PR #9410, opened 2025-07-11
chore:remove symlink for windows

ss0526100:
This PR continues the context of #9346.

Resolved Windows symbolic link issue (#9272) across all packages.

- Changed all symbolic links to relative paths.
- Unified eslint-plugin-query's separate configuration to relative path imports (see comments).
- Source map files were generated during Windows build in scripts/tsup.config.js and the root folder's eslint.config.js. Added generated source map file information to .gitignore to resolve this.

### DIFF
--- a/packages/eslint-plugin-query/tsup.config.ts
+++ b/packages/eslint-plugin-query/tsup.config.ts
@@ -16,6 +16,11 @@ export default defineConfig([
 
       return
     },
+    esbuildPlugins: undefined,
   },
-  { ...legacyConfig({ entry: ['src/*.ts'] }), external: ['typescript'] },
+  {
+    ...legacyConfig({ entry: ['src/*.ts'] }),
+    external: ['typescript'],
+    esbuildPlugins: undefined,
+  },
 ])


packages/eslint-plugin-query/tsup.config.ts
```diff
@@ -1,7 +1,26 @@
...
+
+// @ts-ignore out of scope
+import { legacyConfig, modernConfig } from '../../scripts/getTsupConfig.js'
 
 export default defineConfig([
-  modernConfig({ entry: ['src/*.ts'] }),
-  legacyConfig({ entry: ['src/*.ts'] }),
+  {
+    ...modernConfig({ entry: ['src/*.ts'] }),
+    external: ['typescript'],
```
ss0526100, line 9: In eslint-plugin-query, applying the parent-level esbuildPlugin settings directly caused build failures.
To address this, previous versions used a modified copy of scripts/getTsupConfig.js instead of the original.
Considering potential future changes to getTsupConfig, this issue needed to be handled.
Thus, scripts/getTsupConfig.js was imported using a relative path, and settings specific to eslint-plugin-query were added separately.

TkDodo (commented):
thinking about this some more - we already have a package called `query-test-utils` that exports some utils for testing so that we don’t have to duplicate them for various adapters.

couldn’t we put the shared configs there too and just import them through the workspace dependency ?

ss0526100:
Got it. Similar to method 2 in #9272.

I'll implement it that way.

arnoud-dv:
Using symlinks makes it less likely for dependencies such as Vite to resolve to the wrong version as opposed to importing stuff outside the workspace. I often encountered this:

- Update Angular which uses Vite internally
- Suddenly vue-query gets type errors because of conflicting Vite and Vitest versions

This is very time consuming and distracting.

Perhaps using a dedicated package with its own dependencies will be a good solution but let's keep this in mind. I think the current symlinks are an elegant method to resolve dependencies such as Vite to the proper workspace version.

It's been a while since I developed on Windows, but I think it supports symlinks very well on:
- Windows Subsystem for Linux  / WSL
- devdrive
- Less convenient, but NTFS when configuring this Git setting: `git config --global core.symlinks true`. For some reason Windows requires an account with elevated permissions to create symlinks on NTFS though.

ss0526100:
You're right. I'm also developing in a Windows environment, but I'm able to write code without issues by using WSL.

However, if we keep the existing symlinks, we'll need to update the CONTRIBUTING.md document. A few people, including myself, have had problems when first trying to modify Tanstack Query's code on Windows.

This seems to be a matter of choice:

- Stick with the current code.
  - In this case, the CONTRIBUTING.md document should recommend against developing on enviroments that don't support symlinks.
- Use this Pull Request (PR) as is.
- Create a separate package for shared configurations.

TkDodo:
superseded by:

- #9451

PR #9412, opened 2025-07-12
fix(query-core): set options before checking experimental_prefetchInR…

birkskyum:
In this PR

- https://github.com/TanStack/router/pull/3893

I'm facing the error, in the /e2e/solid-start/basic-solid-query project in the Posts and Users pages:

`Cannot read properties of undefined (reading 'experimental_prefetchInRender')`

I believe it's because it's checking the property on the options object before setting the options object on the next line.

This swaps that around


birkskyum:
The issue appear to be that the client isn't passed to the QueryObserver constructor for solid-query

PR #9438, opened 2025-07-15
test(angular-query-experimental/inject-mutation-state): replace 'runAllTimersAsync', 'advanceTimersByTime' with 'advanceTimersByTimeAsync'

sukvvon:


packages/angular-query-experimental/src/__tests__/inject-mutation-state.test.ts
```diff
@@ -126,11 +126,12 @@ describe('injectMutationState', () => {
         return [
           injectMutation(() => ({
             mutationKey: mutationKey1,
-            mutationFn: () => Promise.resolve('myValue'),
+            mutationFn: () => sleep(10).then(() => Promise.resolve('myValue')),
```
manudeli:
```suggestion
            mutationFn: () => sleep(10).then(() => 'myValue'),
```

PR #9446, opened 2025-07-17
test(react-query/useInfiniteQuery): use precise time in 'advanceTimersByTimeAsync', and add 'expect' using 'toBeInTheDocument'

sukvvon:


packages/react-query/src/__tests__/useInfiniteQuery.test.tsx
```diff
@@ -81,7 +81,7 @@ describe('useInfiniteQuery', () => {
 
     renderWithClient(queryClient, <Page />)
 
-    await vi.advanceTimersByTimeAsync(100)
+    await vi.advanceTimersByTimeAsync(0)
```
manudeli:
```suggestion
    await vi.advanceTimersByTimeAsync(10)
```

Could you add queryFn like below

```tsx
    function Page() {
      const state = useInfiniteQuery({
        queryKey: key,
        queryFn: ({ pageParam }) => sleep(10).then(() => Number(pageParam)),
        getNextPageParam: (lastPage) => lastPage + 1,
        initialPageParam: 0,
      })
      states.push(state)
      return null
    }
```

manudeli (changes requested):

packages/react-query/src/__tests__/useInfiniteQuery.test.tsx
sukvvon: @manudeli 

I reflected your opinion. 👍

packages/react-query/src/__tests__/useInfiniteQuery.test.tsx
```diff
@@ -1422,7 +1422,7 @@ describe('useInfiniteQuery', () => {
     function Page() {
       const state = useInfiniteQuery({
         queryKey: key,
-        queryFn: ({ pageParam }): number => pageParam,
+        queryFn: ({ pageParam }) => sleep(10).then(() => pageParam),
```
manudeli, line 1425: 👍

packages/react-query/src/__tests__/useInfiniteQuery.test.tsx
```diff
@@ -1383,7 +1383,7 @@ describe('useInfiniteQuery', () => {
...
```
manudeli, line 1386: 👍

packages/react-query/src/__tests__/useInfiniteQuery.test.tsx
```diff
@@ -1808,20 +1808,18 @@ describe('useInfiniteQuery', () => {
...
 
     expect(cancelFn).toHaveBeenCalled()
   })
 
   it('should use provided custom queryClient', async () => {
     const key = queryKey()
-    const queryFn = async () => {
-      return Promise.resolve('custom client')
-    }
+    const queryFn = () => sleep(10).then(() => 'custom client')
```
manudeli, line 1822: 👍

packages/react-query/src/__tests__/useInfiniteQuery.test.tsx
```diff
@@ -335,7 +336,7 @@ describe('useInfiniteQuery', () => {
     function Page() {
       const state = useInfiniteQuery({
         queryKey: key,
-        queryFn: () => ({ count: 1 }),
+        queryFn: () => sleep(10).then(() => ({ count: 1 })),
```
manudeli, line 339: 👍

packages/react-query/src/__tests__/useInfiniteQuery.test.tsx
```diff
@@ -71,7 +71,7 @@ describe('useInfiniteQuery', () => {
     function Page() {
       const state = useInfiniteQuery({
         queryKey: key,
-        queryFn: ({ pageParam }) => Number(pageParam),
+        queryFn: ({ pageParam }) => sleep(10).then(() => Number(pageParam)),
```
manudeli, line 74:
```suggestion
        queryFn: ({ pageParam }) => sleep(10).then(() => pageParam),
```

https://tanstack.com/query/latest/docs/framework/react/guides/migrating-to-v5#infinite-queries-now-need-a-initialpageparam

This seems to be a leftover from TanStack Query v4! Now, TanStack Query v5 has improved this type of thing and I think this part should be improved incrementally throughout the entire code.
We can remove unnecessary code like this. I would appreciate it if you could take care of this gradually too!

manudeli (approved):
Much tighter and more realistic now 👍

packages/react-query/src/__tests__/useInfiniteQuery.test.tsx
sukvvon: > This seems to be a leftover from TanStack Query v4! Now, TanStack Query v5 has improved this type of thing and I think this part should be improved incrementally throughout the entire code. We can remove unnecessary code like this. I would appreciate it if you could take care of this gradually too!

@manudeli 

I totally agree with you. I’ll take care of this part as well in future tasks.

PR #9455, opened 2025-07-18
test(react-query/useSuspenseQuery): use precise time in 'advanceTimersByTimeAsync', and add 'expect' using 'toBeInTheDocument'

sukvvon:


packages/react-query/src/__tests__/useSuspenseQuery.test.tsx
```diff
@@ -69,12 +69,12 @@ describe('useSuspenseQuery', () => {
       </React.Suspense>,
     )
 
-    await act(() => vi.advanceTimersByTimeAsync(11))
-    rendered.getByText('data: 1')
+    await act(() => vi.advanceTimersByTimeAsync(10))
```
manudeli, line 72: tight 👍

PR #9456, opened 2025-07-18
test(react-query/QueryResetErrorBoundary): use precise time in 'advanceTimersByTimeAsync', and add 'expect' using 'toBeInTheDocument'

sukvvon:


packages/react-query/src/__tests__/QueryResetErrorBoundary.test.tsx
```diff
@@ -590,16 +590,16 @@ describe('QueryErrorResetBoundary', () => {
         </QueryErrorResetBoundary>,
       )
 
-      await act(() => vi.advanceTimersByTimeAsync(11))
-      rendered.getByText('error boundary')
-      rendered.getByText('retry')
+      await act(() => vi.advanceTimersByTimeAsync(10))
```
manudeli, line 593: Tight 👍

PR #9466, opened 2025-07-19
test(react-query/useQueries): replace inline 'Promise' delays with 'sleep', and add 'expect' using 'toBeInTheDocument'

sukvvon:


packages/react-query/src/__tests__/useQueries.test.tsx
```diff
@@ -1233,20 +1233,13 @@ describe('useQueries', () => {
...
-              }, 10)
-            })
+          queryFn: async () => {
+            if (id === 2) {
+              await sleep(10)
+              return Promise.reject(new Error('FAILURE'))
+            }
+            await sleep(10)
+            return Promise.resolve({ id, title: `Post ${id}` })
           },
```
manudeli: This is just a small thing I wanna make like this.

```suggestion
          queryFn: () => sleep(10).then(() => {
            if(id === 2) throw new Error('FAILURE')
            return { id, title: `Post ${id}` }
          }),
```

manudeli (commented):
Simple is best for me, if possible 😁

packages/react-query/src/__tests__/useQueries.test.tsx
sukvvon: @manudeli 

I agree with you. I gonna reflect your suggestion. 👍

manudeli (approved):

################

Check every line of the entries for the string "then". Give only the number of lines that hold it.

Task solution:
9